A little advice from a former assistant.

“I quit,” I say and Lauren says, Lo, come on.

The shame permeating the room feels disproportionately mine. I hate that I saw them like this. I hate them seeing me like this. I never want to see them again.

“Denham,” Paul says at my back as I leave.

 

* * *

 

At my apartment, I take off my shoes and jacket, leaving them in a wet pile on the floor. I keep the light off, stripping out of my clothes as I make my way into the bathroom, where I study the silhouette in the mirror over the sink. The face and scar kept to shadow, the tangled outline of rain-soaked hair. If she’s no sister, no daughter, no writer—no more than her accident—who is she? What’s left? I press both of my palms flat against the glass and I wait and I wait, but she never tells me who she is.

 

 

2013

Bea misses her mother.

There are so many questions she never thought to ask her. Everything that’s happening to her now was supposed to happen to her years from now, and in that vision of the future her mother was alive, the wisdom of two children behind her to assure Bea that, yes, this is how it’s supposed to feel. This is all how it’s supposed to feel.
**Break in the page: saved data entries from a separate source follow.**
PR #1505, opened 2023-03-14
silent abort message logging

yanchengnv:
### Description

When aborting a job, the server sends abort commands to all clients and wait for their responses. However since some of the job cells may already be gone, the server will timeout and creates an error log message.

This PR makes the abort request "optional", and create the timeout message in DEBUG level.

This PR fixes NVBug 4027037.

This PR also added some minor improvements:
- Updated the help info of the "list_jobs" command with the "-r" option
- Added/fixed some docstrings.
- Shorten the wait time of the abort command to 2.0 secs from 10 secs

### Types of changes

- [ ] Documentation updated.

### DIFF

There’s nothing Bea has been through that compares to being pregnant. Time marches forward and she measures it in symptoms of life. The exhaustion that comes with the making of it. She sleeps and sleeps just to have enough energy to open her eyes in the morning. She crawls from her bed and moves through the day, awake, by sheer force of will alone. And then there’s the morning sickness that doesn’t just occur in the morning, and doesn’t always end in the relief of vomiting, but follows her throughout the day, keeping her on the brink of tears because she can’t remember what it feels like to feel well.
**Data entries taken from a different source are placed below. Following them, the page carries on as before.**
PR #1507, opened 2023-03-14
not creating internal listener for the job cell.

yhwen:
Fixes # .

### Description

Change to not create the internal listener for the job cells. No need to create them.

### Types of changes

- [ ] Documentation updated.

### DIFF
--- a/nvflare/fuel/f3/cellnet/cell.py
+++ b/nvflare/fuel/f3/cellnet/cell.py
@@ -603,7 +603,7 @@ class Cell(MessageReceiver, EndpointMonitor):
                 self.logger.debug(f"{self.my_info.fqcn}: removing agent {a}")
                 self.agents.pop(a, None)
 
-    def create_internal_listener(self):
+    def make_internal_listener(self):
         """
         Create the internal listener for child cells of this cell to connect to.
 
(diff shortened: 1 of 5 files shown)


nvflare/fuel/f3/cellnet/cell.py
```diff
@@ -603,7 +603,7 @@ def drop_agents(self):
                 self.logger.debug(f"{self.my_info.fqcn}: removing agent {a}")
                 self.agents.pop(a, None)
 
-    def create_internal_listener(self):
+    def make_internal_listener(self):
```
yanchengnv, line 606: Thanks for catching the name conflict between the method name and instance variable name!

yanchengnv (approved):
Thanks for catching the name conflict between the method name and instance variable name!
Looks good to me.
Removing the creation of unnecessary internal listeners not only saves time, but also saves port numbers!

nvflare/private/fed/client/fed_client_base.py
```diff
@@ -181,9 +181,11 @@ def _create_cell(self, location, scheme):
         if self.args.job_id:
             fqcn = FQCN.join([self.client_name, self.args.job_id])
             parent_url = self.args.parent_url
+            create_internal_listener = False
         else:
             fqcn = self.client_name
             parent_url = None
+            create_internal_listener = True
```
YuanTingHsieh, line 188: When should we create internal listener?
When that cell know it has a child?

PR #1508, opened 2023-03-14
Remove things in __init__.py in app_opt

YuanTingHsieh:
### Description

- Remove things in `__init__.py` in app_opt/he and app_opt/pt
- Fix imports for other files

### Types of changes

- [ ] Documentation updated.


nvflare/app_common/pt/pt_fed_utils.py
```diff
@@ -18,5 +18,7 @@
     f"This module: {__file__} is deprecated. Please use nvflare.app_opt.pt.", category=FutureWarning, stacklevel=2
```
holgerroth, line 18: Should the warning say `nvflare.app_opt.pt.model_persistence_format_manager`?

YuanTingHsieh: previously this `model_persistence_format_manager` is put inside `pt_fed_utils.py`
but right now in app_opt I separate them, what do you think should be the correct warning?

holgerroth: I see. Please ignore my comment. The current warning should be fine then.

PR #1520, opened 2023-03-15
Throw exception when connection monitor is not registered

nvidianz:
### Description

Changed error handling when connection monitor is not registered in FCI to throw an exception. In the current version, it only prints an error.

### Types of changes

- [ ] Documentation updated.


YuanTingHsieh (approved):
thanks, LGTM

PR #1523, opened 2023-03-15
fix job status and speed up fed event end_run

yanchengnv:
### Description

- NVBug 4029429. Consolidated API status for authorization error.
- NVBug 4007603. Modified the server's job status update/waiting logic
- NVBug 4029376. The error was caused by the race condition that the job cell tries to retrieve client list from the server before its connection to the server is fully established. Changed to keep trying until result is received or timed out. Note: there is a similar case on the client side that Yuhong will address.

### Types of changes

- [ ] Documentation updated.

### DIFF
--- a/nvflare/private/fed/server/server_engine.py
+++ b/nvflare/private/fed/server/server_engine.py
@@ -59,6 +59,7 @@ from nvflare.private.scheduler_constants import ShareableHeader
 from nvflare.security.logging import secure_format_exception
 from nvflare.widgets.info_collector import InfoCollector
 from nvflare.widgets.widget import Widget, WidgetID
+from nvflare.fuel.f3.cellnet.defs import MessageHeaderKey, ReturnCode as CellMsgReturnCode
 
 from .client_manager import ClientManager
 from .job_runner import JobRunner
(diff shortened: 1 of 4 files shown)


nvflare/private/fed/server/server_engine.py
```diff
@@ -488,28 +493,49 @@ def send_aux_request(
...
     def sync_clients_from_main_process(self):
-        return_data = self._get_clients_data(self.args.job_id)
-        clients = return_data.get(ServerCommandKey.CLIENTS)
-        self.client_manager.clients = clients
-
-    def _get_clients_data(self, job_id):
+        # repeatedly ask the parent process to get participating clients until we receive the result
+        # or timed out after 30 secs (already tried 30 times).
         start = time.time()
+        max_wait = 30.0
```
yhwen, line 499: probably no need to use max_wait for 30 seconds. This should be relative fast.

yanchengnv: fast is fine since it won't wait that long - as soon as the result is retrieved, it will break out.

yhwen: that's fine.

yhwen (dismissed):

nvflare/widgets/fed_event.py
```diff
@@ -138,32 +130,26 @@ def _post(self):
...
+                if len(self.in_events) > 0:
                     continue
+                else:
+                    break
             else:
-                sleep_time = min(sleep_time * 2, 1)
+                sleep_time = self.regular_interval
                 continue
 
+            self.logger.info(f"========== got fed event: {event_type}")
```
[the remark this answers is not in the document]
yanchengnv: Oh no, need to remove this.

yhwen (approved):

There’s a grief she didn’t expect and doesn’t know how to put to words. She never got a chance to say good-bye to herself. She stares at her body, naked in the mirror, and she’s sorry she never made note of it before it belonged to anyone else. She can feel all the ways this child has claimed her even if not all of it is visible yet. She knows it’s there and that’s enough. She wants to go back in time and really see herself before its conception. The flatness of her stomach, the soft curve of her breasts, all of her only, gloriously, her own. Her breasts hurt all the time and she finds herself obsessing over their future function.

She heard a heartbeat. Lev was there, his hand wrapped around hers. She thought that was the part that would make it real, but staring at the ultrasound screen, watching the soundwaves jump as the hectic rhythm filled the room—it sounded strange, like a message from some far-off planet, distorted by the space it had traveled through to reach her.
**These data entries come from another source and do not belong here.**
PR #1524, opened 2023-03-15
Optimize the get_all_clients, move to the training process beginning.

yhwen:
Fixes # .

### Description

Move the get all_clients to the beginning of client job start. wrap in the sync_up_parents_process().

### Types of changes

- [ ] Documentation updated.


yhwen:
> Although logics LGTM, but not sure why you need to do this ?

It's for optimization purpose. After this, no need to check if get the clients already. It's cleaner.

PR #1526, opened 2023-03-16
Add config_type to distinguish

YuanTingHsieh:
### Description

For `PTFedOptModelShareableGenerator` we do want to treat those args as dictionary but NOT nested components.

This PR adds a "config_type" to distinguish between a dictionary should be built as component or just pass in as a regular dictionary. 

### Types of changes

- [] Non-breaking change (fix or new feature that would not break existing functionality).
- [ ] Documentation updated.


IsaacYangSLA (approved):
Thanks.  This is a good PR.

PR #1527, opened 2023-03-16
Added Decomposers for HE Classes [skip ci]

nvidianz:
### Description

Added decomposer for CKKSVector class for HE examples.

### Types of changes

- [ ] Documentation updated.


nvflare/app_opt/he/he_decomposers.py
```diff
@@ -0,0 +1,44 @@
+# Copyright (c) 2021-2023, NVIDIA CORPORATION.  All rights reserved.
```
holgerroth, line 1: Should remove the he_ prefix in the filename to follow the scheme of the other files in this folder.

nvidianz: Removed the prefix.

nvidianz:
> 

We should. That's what FOBS is designed to do.

holgerroth:
> 

Actually, we need to manually call serialize() in order to support saving the global model with `torch.save()`.

holgerroth (approved):
Looks good!

PR #1529, opened 2023-03-16
Raise Exception when error code = EXECUTION_RESULT_ERROR in Controller error handling

chesterxgchen:
…ing.

Fixes #  FLARE-1068 ( 4007688) 

### Description
   **Problems**
   CommonController.handle_client_errors() 
   when client return errors, either we need to abort the job, or we need to report error. 
   Current implementation only logging error when not abort the job. 
   This result the controller logs something like CompletionStatus.OK even the executor completely failed. 

  **approach to resolve**
   Here we change it to raise the ValueError() so system indicate something is wrong. 

### Types of changes

- [ ] Documentation updated.

### DIFF
--- a/.github/workflows/blossom-ci.yml
+++ b/.github/workflows/blossom-ci.yml
@@ -56,6 +56,7 @@ jobs:
       yanchengnv,\
       ZiyueXu77,\
       Can-Zhao,\
+      guopengf,\
       ', format('{0},', github.actor)) && github.event.comment.body == '/build'
     steps:
       - name: Check if comment is issued by authorized person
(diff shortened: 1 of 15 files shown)


nvflare/app_common/workflows/common_controller.py
```diff
@@ -43,4 +43,4 @@ def handle_client_errors(self, rc: str, client_task: ClientTask, fl_ctx: FLConte
             )
             self.log_error(fl_ctx, f"Execution failed for {client_name}")
         else:
-            self.log_error(fl_ctx, f"Execution result is not received for {client_name}")
+            raise ValueError(f"Execution result is not received for {client_name}")
```
yanchengnv, line 46: What is the CommonController for?

YuanTingHsieh (approved):

PR #1534, opened 2023-03-16
Support direct cell message

yanchengnv:
### Description

This PR is intended to boost overall performance of the simulator. It does so in two areas:
- Use in-memory calls for comms between two cells within the same process. This is 2X faster than even local tcp.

Lev comes in when she’s studying herself in the mirror. As soon as she sees his reflection join hers, she moves to cover herself up.

Don’t, he says, and she stands still as he walks to her and they witness her body and the miracle forming within it, together. She breathes slowly in and out, willing her heart to be calm. He reaches forward, putting his hands on her shoulders, then traces his fingertips over her collarbone. She shivers. He leans forward, bringing his mouth to her neck and he kisses her neck, whispers against her neck: You’re beautiful.

He rounds her, lowering himself slowly to his knees and rests his head against her stomach and she brings her hands to his head, running her fingers through those curls that she loves so much, feeling a guilty knot in her throat.

Thank you, Lev whispers, for what you have so fearfully and wonderfully made with me.

 

* * *

 

Casey takes care of the details of Bea’s pregnancy with such efficiency, Bea wonders if, in another life, she’s been through this before. She schedules and drives Bea to all of her appointments—Lev only has time for the milestones, but Bea thinks she prefers it that way—sits in the office with her, offers her hand when Bea needs something to hold. At some of her checkups, the doctors think the two of them are a couple. Bea doesn’t bother to correct them.

She runs into Foster at Chapman once. He’s leaving the Reflection Room at the same time she turns the corner, both stopping short at the sight of the other. He’d asked her, as soon as word was out, if the baby was his.